We went to our therapy session last night and this therapist is going to be a good one. She asks you those questions you don't want to answer. She had Kayla hiding in the corner behind the couch because the questions got too uncomfortable for her. I think she will be good, though, in getting everything out in the open as painful as it may be. Kayla told her on the way out, "I don't like you today." We'll start seeing her every week from now on. Kayla will have her own session with her and then we will have family counseling right after. So we should be getting down to the heart of all her issues pretty soon. We'll see how this goes.

I am so far flu-free but absolutely exhausted trying to juggle work and caring for a sick child and trying to get all her school work together and doing the regular household duties...not a fun week. Hopefully next week, we'll be back to normal-whatever that is.

Monday, March 9, 2009

It's worse than I thought...

Kayla has the flu. They swabbed her nose and it is indeed the flu. The doctor said every kid she had seen this morning has it so I guess it has finally hit our state. The doctor gave me a prescription for Tamiflu to try to prevent me from coming down with it. This is not good. This is when you really find out the joys of being a single parent...

Sickness

Kayla spent the night with a friend Friday night and called me to tell me she thought she was getting sick. Yep, she was indeed.
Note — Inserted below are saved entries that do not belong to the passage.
PR #1051, opened 2021-07-27
WRN-1349: Migrated unit tests for Icon and DateTimeDecorator to testing-library. Removed unit tests for DebounceDecorator

daniel-stoian-lgp:
### Checklist

Migrated unit tests for Icon and DateTimeDecorator to testing-library. 
Removed unit tests for DebounceDecorator because they couldn't be migrated to testing-library

### Resolution

### Additional Considerations

### Links
WRN-1349

### Comments

Enact-DCO-1.0-Signed-off-by: Daniel Stoian daniel.stoian@lgepartner.com


internal/DateTime/tests/DateTimeDecorator-specs.js
```diff
@@ -1,31 +1,34 @@
...
-				<Picker
-					title="Date"
-					value={new Date(2000, 0, 1, 12, 30)}
-					locale="en-US"
-				/>
-			);
+	test('should accept an updated JavaScript Date for its value prop', () => {
+		const Picker = DateTimeDecorator({}, function PickerBase ({locale, title, value}) {
+			const minuteValue = value.getMinutes();
+			return <div locale={locale} title={title} >{minuteValue}</div>;
```
daniel-stoian-lgp, line 10: The prop is available for reading only if it displayed in the DOM. That's why the view is modified

internal/DateTime/tests/DateTimeDecorator-specs.js
```diff
@@ -1,31 +1,34 @@
...
+			/>
+		);
 
-			expect(actual).toBe(expected);
-		}
+		const expected = '45';
+		const actual = screen.getByTitle('Date').textContent;
+		expect(actual).toBe(expected);
+	}
 	);
```
alexandrumorariu, line 33: Place both these parenthesis on the same line.

daniel-stoian-lgp: done

alexandrumorariu (approved):
LGTM

internal/DateTime/tests/DateTimeDecorator-specs.js
```diff
@@ -1,31 +1,33 @@
...
-				/>
-			);
-
-			subject.setProps({
-				value: new Date(2000, 0, 1, 12, 45)
-			});
+	test('should accept an updated JavaScript Date for its value prop', () => {
+		const Picker = DateTimeDecorator({}, function PickerBase ({locale, title, value}) {
+			const minuteValue = value.getMinutes();
+			return <div locale={locale} title={title} >{minuteValue}</div>;
```
stanca-pop-lgp, line 10: Please remove the empty space before >

internal/DateTime/tests/DateTimeDecorator-specs.js
```diff
@@ -1,31 +1,33 @@
...
+			<Picker
+				title="Date"
+				value={new Date(2000, 0, 1, 12, 45)}
+				locale="en-US"
+			/>
+		);
 
+		const expected = '45';
+		const actual = screen.getByTitle('Date').textContent;
+		expect(actual).toBe(expected);
```
stanca-pop-lgp, line 31: Please add an empty line before expect.

stanca-pop-lgp (approved):
LGTM

Icon/tests/Icon-specs.js
```diff
@@ -1,159 +1,107 @@
...
+		expect(icon).toHaveClass(expected);
+	});
+
+	test('should support arbitrary custom numeric sizes', () => {
+		render(<Icon data-testid="icon" size={96}>star</Icon>);
+
+		const expected = '--icon-size';
+		const icon = screen.getByTestId('icon').style;
+
+		expect(icon).toHaveProperty('0', expected);
```
MikyungKim, line 94: What is this `0` for?

internal/DebounceDecorator/tests/DebounceDecorator-specs.js
```diff
@@ -1,101 +0,0 @@
-import {mount} from 'enzyme';
-import DebounceDecorator from '../';
-
-describe('DebounceDecorator', () => {
-	test(
-		'should emit the event after the delay',
```
MikyungKim, line 6: I was able to make a test for `DebounceDecorator` after some searching. :)
Well, there are two things we should have in mind to write this kind of test.
First, we need to fire custom events, in this case, `onChange` and `onCancel`. For firing custom events with React Testing Library, we have `createEvent` method.
Secondly, we need to use `useRef` to attach the handler for these custom events to dispatch. Unlike the DOM events, we should use `addEventListener` and `remove EventListener`.
In conclusion, the problem here was not the DOM is not rendered with `render` method, but it needs some special handling for custom events.
Let me show you one example(the first one) and assign the rest to you.
```
test(
	'should emit the event after the delay',
	(done) => {
		const Component = DebounceDecorator(
			{debounce: 'onChange', delay: 100},
			function Base ({onChange}) {
				const ref = useRef(null);

				useEffect(() => {
					const {current} = ref;
					current.addEventListener('onChange', onChange);

					return () => {
						current.removeEventListener('onChange', onChange);
					};
				}, [onChange]);

				return <div ref={ref}>Test</div>;
			}
		);

		const spy = jest.fn();

		render(<Component onChange={spy} />);

		const elem = screen.getByText('Test');
		fireEvent(elem, createEvent('onChange', elem));

		expect(spy).not.toHaveBeenCalled();

		setTimeout(() => {
			expect(spy).toHaveBeenCalled();
			done();
		}, 150);
	}
);
```

Icon/tests/Icon-specs.js
daniel-stoian-lgp: well, the existing test is supposed to show that an '--icon-size' property exists, in comparison with the next test, where the value is '--icon-size' exists.
Since the function toHaveStyle() checks if an element has specific css properties with specific values applied,  I couldn't use it here, so I had to check if '--icon-size' exists:

image

internal/DebounceDecorator/tests/DebounceDecorator-specs.js
daniel-stoian-lgp: Thank you!

Icon/tests/Icon-specs.js
MikyungKim: 🤔 I agree to remove this test case since the next one covers it.

MikyungKim (approved):
LGTM

PR #1054, opened 2021-08-03
WRN-3886: Item: Fix to update marquee when `slotAfter` or `slotBefore` changed

MikyungKim:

She was sick but feeling good enough Saturday to want to shop for clothes at Target but by Saturday night she was fast becoming immobile. When I took her temperature yesterday morning, it was 102. She also has a sore throat, cough and stomach ache to go along with it. So I made arrangements to work from home this morning and will be taking her to the doctor soon. I'm just crossing my fingers it's not strep throat and that I won't be next in line to get it.

Monday, March 2, 2009

Ready for Spring

I survived the weekend but didn't get my much-needed rest. Kayla went to the movies with some friends Friday night but I had to go buy a baby shower gift and replace my comforter that ripped in the washing machine (the good times just keep happening ;). Saturday, after returning with a friend from a baby shower I could not find my keys and ended up calling the locksmith. As I was getting ready to teeter over the edge into a full-blown meltdown, I discovered my keys had fallen through a hole in my purse into some obscure place. Thank God last week is over!

Some friends invited us to dinner Saturday night and we enjoyed a lovely time with them while watching the snow fall down. It was beautiful and we stayed in the rest of the night and watched a movie. Sunday, Kayla finally got serious about cleaning her room and spent most of the day rearranging it and getting rid of all her trash. I also got together several bags of stuff to donate. It amazes me how fast she goes through clothes. She's gone through a big growth spurt since she moved in and clothes that fit her a few months ago are already too small. I was exhausted by the end of the day but we got a lot done and my reward was getting to watch Brothers in Sisters in relative peace and quiet. I've discovered that if she has some sort of project to do she is more calm and more independent. When she gets bored, though, it is constant needing of my attention and for me to entertain her.

They're forecasting highs near 80 by the end of the week and lots of sunshine. I can't wait. I don't think I could stand another month of winter.